### Instructions to follow
Your answer should consist only of the lines below from the one with "### Type of change" through the one with "hey @smaarn, I", copied exactly.

### Exercise input
PR #5862, opened 2023-08-30
tt-rss: upgrade 20221230 => 20230828

smaarn:
## Description

Upgrade tt-rss to latest version and migrate wizard to wizard templates

## Checklist

### Type of change

- [x] Package update


mreid-tt:
hey @smaarn, I was doing a review of this for you and I found that I was able to successfully install, upgrade and run this under DSM 7. The only thing I noted was that the service icon was a generic one.

Under DSM 6, during installation it seems to require the user to manually edit the default PHP profile. I also noted that the HTML code for the formatting on the wizard is showing up as text (which was not the case in the previous version). As for the default PHP profile modification under DSM 6, you might want to consider the workarounds I created for ownCloud and more recently for Selfoss (in https://github.com/SynoCommunity/spksrc/pull/5916). These allow for the creation of PHP profiles and other web settings in DSM 6. These are automatically created in DSM 7 using the resource worker but can be manually done under DSM 6 using the workarounds.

### Expected answer
### Type of change

- [x] Package update


mreid-tt:
hey @smaarn, I was doing a review of this for you and I found that I was able to successfully install, upgrade and run this under DSM 7. The only thing I noted was that the service icon was a generic one.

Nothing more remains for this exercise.